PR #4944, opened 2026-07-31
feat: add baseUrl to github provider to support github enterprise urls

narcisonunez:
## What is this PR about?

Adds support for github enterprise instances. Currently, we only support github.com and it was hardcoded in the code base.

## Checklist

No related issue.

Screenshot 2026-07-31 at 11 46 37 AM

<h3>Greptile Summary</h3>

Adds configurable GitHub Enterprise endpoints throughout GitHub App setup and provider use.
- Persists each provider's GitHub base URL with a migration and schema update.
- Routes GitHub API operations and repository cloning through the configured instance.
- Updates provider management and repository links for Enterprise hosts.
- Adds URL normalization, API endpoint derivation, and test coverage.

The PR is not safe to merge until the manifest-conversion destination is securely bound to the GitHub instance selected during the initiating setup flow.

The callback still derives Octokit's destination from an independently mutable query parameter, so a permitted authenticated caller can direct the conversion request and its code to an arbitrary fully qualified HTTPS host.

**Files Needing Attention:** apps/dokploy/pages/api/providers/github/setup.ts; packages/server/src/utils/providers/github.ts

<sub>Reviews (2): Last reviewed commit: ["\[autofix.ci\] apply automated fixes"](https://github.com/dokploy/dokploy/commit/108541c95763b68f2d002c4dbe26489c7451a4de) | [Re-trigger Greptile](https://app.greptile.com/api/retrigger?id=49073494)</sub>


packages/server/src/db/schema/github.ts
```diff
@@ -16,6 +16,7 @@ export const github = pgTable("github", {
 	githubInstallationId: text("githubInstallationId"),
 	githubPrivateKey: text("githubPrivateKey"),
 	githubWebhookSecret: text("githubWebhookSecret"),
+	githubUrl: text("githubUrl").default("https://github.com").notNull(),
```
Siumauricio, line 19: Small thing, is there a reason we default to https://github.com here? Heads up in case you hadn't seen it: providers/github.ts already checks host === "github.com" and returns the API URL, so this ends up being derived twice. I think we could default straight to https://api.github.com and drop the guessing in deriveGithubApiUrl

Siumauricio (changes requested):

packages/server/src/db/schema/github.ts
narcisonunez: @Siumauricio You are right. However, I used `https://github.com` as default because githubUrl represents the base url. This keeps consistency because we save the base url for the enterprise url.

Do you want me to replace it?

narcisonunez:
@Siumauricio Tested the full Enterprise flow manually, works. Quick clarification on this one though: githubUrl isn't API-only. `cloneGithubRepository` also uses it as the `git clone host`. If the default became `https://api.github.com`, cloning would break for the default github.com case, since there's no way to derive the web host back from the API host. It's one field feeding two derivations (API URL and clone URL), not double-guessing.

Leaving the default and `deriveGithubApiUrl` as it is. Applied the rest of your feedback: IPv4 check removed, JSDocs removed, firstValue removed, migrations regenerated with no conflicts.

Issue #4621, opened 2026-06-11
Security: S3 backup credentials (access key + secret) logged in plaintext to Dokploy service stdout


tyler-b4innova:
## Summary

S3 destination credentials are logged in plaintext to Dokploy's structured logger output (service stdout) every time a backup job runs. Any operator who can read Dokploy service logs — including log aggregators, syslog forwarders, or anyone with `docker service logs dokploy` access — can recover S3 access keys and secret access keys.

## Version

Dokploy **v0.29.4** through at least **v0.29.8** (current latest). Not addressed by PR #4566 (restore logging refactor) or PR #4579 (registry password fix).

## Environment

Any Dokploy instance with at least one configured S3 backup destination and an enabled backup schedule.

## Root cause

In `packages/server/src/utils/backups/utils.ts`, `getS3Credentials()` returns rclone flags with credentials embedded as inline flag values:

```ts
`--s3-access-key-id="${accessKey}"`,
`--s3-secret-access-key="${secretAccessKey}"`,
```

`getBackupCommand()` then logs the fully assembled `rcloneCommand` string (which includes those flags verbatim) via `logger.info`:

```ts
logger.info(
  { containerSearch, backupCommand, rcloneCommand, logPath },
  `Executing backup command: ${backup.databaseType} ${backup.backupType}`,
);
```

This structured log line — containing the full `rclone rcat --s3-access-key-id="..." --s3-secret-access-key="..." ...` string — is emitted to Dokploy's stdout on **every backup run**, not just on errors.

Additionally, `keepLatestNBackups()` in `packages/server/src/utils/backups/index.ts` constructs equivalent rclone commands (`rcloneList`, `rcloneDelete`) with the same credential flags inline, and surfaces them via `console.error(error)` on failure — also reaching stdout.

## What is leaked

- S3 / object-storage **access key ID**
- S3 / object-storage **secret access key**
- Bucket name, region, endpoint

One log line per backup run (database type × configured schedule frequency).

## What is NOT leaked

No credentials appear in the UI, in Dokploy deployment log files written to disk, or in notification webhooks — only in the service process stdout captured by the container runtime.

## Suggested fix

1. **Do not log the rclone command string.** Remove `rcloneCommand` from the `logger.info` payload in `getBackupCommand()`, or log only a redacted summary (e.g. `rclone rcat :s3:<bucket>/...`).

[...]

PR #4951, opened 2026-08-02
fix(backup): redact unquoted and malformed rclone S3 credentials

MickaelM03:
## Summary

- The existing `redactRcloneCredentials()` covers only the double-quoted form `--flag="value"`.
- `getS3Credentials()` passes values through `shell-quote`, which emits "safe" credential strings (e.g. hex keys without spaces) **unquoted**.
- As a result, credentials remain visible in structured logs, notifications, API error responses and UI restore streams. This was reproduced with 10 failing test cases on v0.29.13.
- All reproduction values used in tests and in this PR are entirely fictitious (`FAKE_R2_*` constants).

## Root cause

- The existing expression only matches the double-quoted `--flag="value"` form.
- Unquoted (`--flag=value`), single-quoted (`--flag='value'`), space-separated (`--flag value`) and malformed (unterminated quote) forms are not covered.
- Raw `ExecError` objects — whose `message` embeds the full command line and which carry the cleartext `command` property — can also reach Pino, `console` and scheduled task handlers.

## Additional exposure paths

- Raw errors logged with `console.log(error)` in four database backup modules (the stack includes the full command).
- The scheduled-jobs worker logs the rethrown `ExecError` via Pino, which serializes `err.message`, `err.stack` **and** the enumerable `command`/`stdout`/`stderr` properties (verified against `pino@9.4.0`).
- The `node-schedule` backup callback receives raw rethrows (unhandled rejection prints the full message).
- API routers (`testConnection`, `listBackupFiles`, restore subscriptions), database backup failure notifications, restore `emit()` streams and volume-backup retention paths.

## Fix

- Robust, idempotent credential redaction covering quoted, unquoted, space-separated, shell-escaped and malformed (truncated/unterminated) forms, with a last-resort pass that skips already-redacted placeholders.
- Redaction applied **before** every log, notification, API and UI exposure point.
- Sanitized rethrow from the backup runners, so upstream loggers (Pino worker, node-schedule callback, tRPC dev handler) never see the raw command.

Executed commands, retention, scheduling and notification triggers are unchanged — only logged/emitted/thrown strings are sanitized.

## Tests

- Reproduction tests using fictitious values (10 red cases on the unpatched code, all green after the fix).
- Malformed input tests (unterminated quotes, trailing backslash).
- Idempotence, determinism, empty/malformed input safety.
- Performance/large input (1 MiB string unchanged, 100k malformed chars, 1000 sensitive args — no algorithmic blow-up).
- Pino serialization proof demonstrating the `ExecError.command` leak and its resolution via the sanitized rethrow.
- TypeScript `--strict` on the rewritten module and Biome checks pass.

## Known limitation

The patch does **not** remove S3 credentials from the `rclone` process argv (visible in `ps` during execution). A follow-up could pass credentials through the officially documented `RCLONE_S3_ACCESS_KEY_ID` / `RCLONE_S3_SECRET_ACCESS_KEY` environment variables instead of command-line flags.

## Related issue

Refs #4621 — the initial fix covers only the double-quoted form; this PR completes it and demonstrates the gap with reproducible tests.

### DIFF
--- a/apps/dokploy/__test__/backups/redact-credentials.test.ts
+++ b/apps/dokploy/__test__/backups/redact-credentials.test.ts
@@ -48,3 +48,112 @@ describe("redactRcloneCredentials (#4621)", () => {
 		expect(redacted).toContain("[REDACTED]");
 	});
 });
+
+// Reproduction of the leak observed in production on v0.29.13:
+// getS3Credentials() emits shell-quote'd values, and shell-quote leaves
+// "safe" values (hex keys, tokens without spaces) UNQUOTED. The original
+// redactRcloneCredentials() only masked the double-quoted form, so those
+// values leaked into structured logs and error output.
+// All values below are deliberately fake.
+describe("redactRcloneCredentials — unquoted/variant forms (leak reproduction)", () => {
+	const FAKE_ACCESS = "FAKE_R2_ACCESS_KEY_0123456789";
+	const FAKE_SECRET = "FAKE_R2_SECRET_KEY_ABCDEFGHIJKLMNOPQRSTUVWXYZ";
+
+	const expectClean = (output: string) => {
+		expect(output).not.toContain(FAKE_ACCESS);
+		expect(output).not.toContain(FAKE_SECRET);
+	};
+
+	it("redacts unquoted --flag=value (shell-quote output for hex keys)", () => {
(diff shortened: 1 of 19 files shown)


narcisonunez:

What to do:
Return a copy of each line of the material that holds the word "flow".

Task response:
The PR is not safe to merge until the manifest-conversion destination is securely bound to the GitHub instance selected during the initiating setup flow.
@Siumauricio Tested the full Enterprise flow manually, works. Quick clarification on this one though: githubUrl isn't API-only. `cloneGithubRepository` also uses it as the `git clone host`. If the default became `https://api.github.com`, cloning would break for the default github.com case, since there's no way to derive the web host back from the API host. It's one field feeding two derivations (API URL and clone URL), not double-guessing.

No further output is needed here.